Надя ставила на стол пельмени в больших тарелках. Пельмени дымились горячими горками. Надутые раковинки с тугим усилием сдавливали просвечивающую начинку.
Надя оставалась, спокойной и улыбалась, только держалась у бровей вертикальная складочка, которую не могла растянуть тугая прическа.
И началось над пельменями беспечное оживление, будто и не звенели углы в избе и до горького крика не возбудился Пронек. Юрка с ним вышел на улицу.
А мне на уши еще больно давила тишина. И хотелось понять людей, какими они были только что. Что же хотят они выразить в своих песнях? И почему нет такой силы в новых?
Я зачерпнула воду из ведра. От ковша пахло застоявшимся сырым железом. Колодезная стылость долго держалась на зубах.
– Смотрю я, – сказала тетка Василиса. – На гулянке ты, а все не развеселишься. Или радость наша для тебя некрасива? Она ведь у нас как есть, на виду. Никогда не притворяется.
– Да нет… Хорошая у вас радость. Поете вы хорошо. Я никогда этой песни не слышала.
– У сибиряков научились.
– Какие песни старинные были… – сказала я. – Силы в них много. Сейчас таких нет… – и уже была уверена, что Василиса подхватит это и вспомнит что-то. Старуха помолчала и ответила неожиданно просто:
– Сейчас тоже есть хорошие… И какие еще хорошие! Послушаешь…
И все… Я поймала себя на мысли, что, желая поговорить с ней, не заметила, что искала ее убеждение и подлаживалась под него. А она, разговаривая, не боялась ошибиться и обезоружила меня своим ответом. Она вздохнула потаенно:
– Муж твой к людям быстрей прилипает. Свой везде. Вот уж и здесь его все касается. И люди его принимают, раздвигаются, место дают.
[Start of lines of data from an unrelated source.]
PR #474, opened 2026-07-22
Rework Kubernetes client injection

WanzenBug:
Use typed Kubernetes clients instead of the "dynamic" client.

While at it, make it so that all extras that require kubeclients (VolumeSnapshot handling, Consistency Groups, RWX + validation), directly take the clients they depend on as arguments, and are "opt-in" on the code side.

In the case of RWX validation, we keep it opt-out on the CLI side for compatibility. We now also always log a warning if an option is enabled but no kubernetes client could be build.


WanzenBug:
This also replaces https://github.com/piraeusdatastore/linstor-csi/pull/445, as the contributor seems to have abandoned the PR.

rck (approved):
LGTM, feel free to merge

А у дяди Ивана на коленях уже ворочался аккордеон.
– Уйдем, Юрк.
15 декабря.
С чем я проснулась? Юрка спал. В предрассветных сумерках Юркино лицо и моя рука были мертвенно-бледны. Я пошевелила пальцами, боясь их цвета. В городе я никогда не просыпалась одна и не лежала так. Голова у меня была свежей. Рядом спал Юрка, а я лежала и думала: «Я счастлива?»
Вот уж второй раз задаю себе этот вопрос. Значит, когда-то у меня уже было такое состояние? Я вспомнила яркую комнату журналиста – Юркиного друга. Стены его комнаты были в беспорядке оклеены репродукциями Матисса. И даже ленточками свисали с потолка японские гравюры, прихваченные за кончик кнопкой. У двери стояла тахта, а в углу магнитофон и приемник с переносным выключателем.
Мы с девчонками нашего курса осваивали эту «технику», пока мальчишки исчезали. Они появлялись с вином. Бутылки не заворачивали и этак небрежно несли в руках.
Потом были танцы и песенки… Песенки таких талантливых ребят.
Было много смеха. Было очень много смеха. Возвращались домой поздно. Машины шмыгали, шмыгали перед глазами, месили раскисший снег на дорогах и слепили.
Мы ловили такси стенкой. Рассаживали всех. Сами шли пешком. От моих дверей Юрка уходил.
Я ложилась в постель, смотрела в подвижную темень потолка и спрашивала себя:
– Ты счастлива? Ты же счастлива…
Я вышла за Юрку замуж оттого, что он был всегда лучше всех. Был самым красивым.
Так что же мне нужно еще сейчас? И снова я пытаюсь уяснить: я счастлива?
С Василисой Сергановой я разговаривала вчера и, оказывается, говорила совсем не то, в чем убеждена сегодня. Значит, я не была естественна? Значит, притворялась? А с собой я не притворяюсь? С Юркой не притворяюсь? Я его люблю? Отчего же я все чаще и чаще с таким отчаянным усилием напоминаю и напоминаю себе его достоинства?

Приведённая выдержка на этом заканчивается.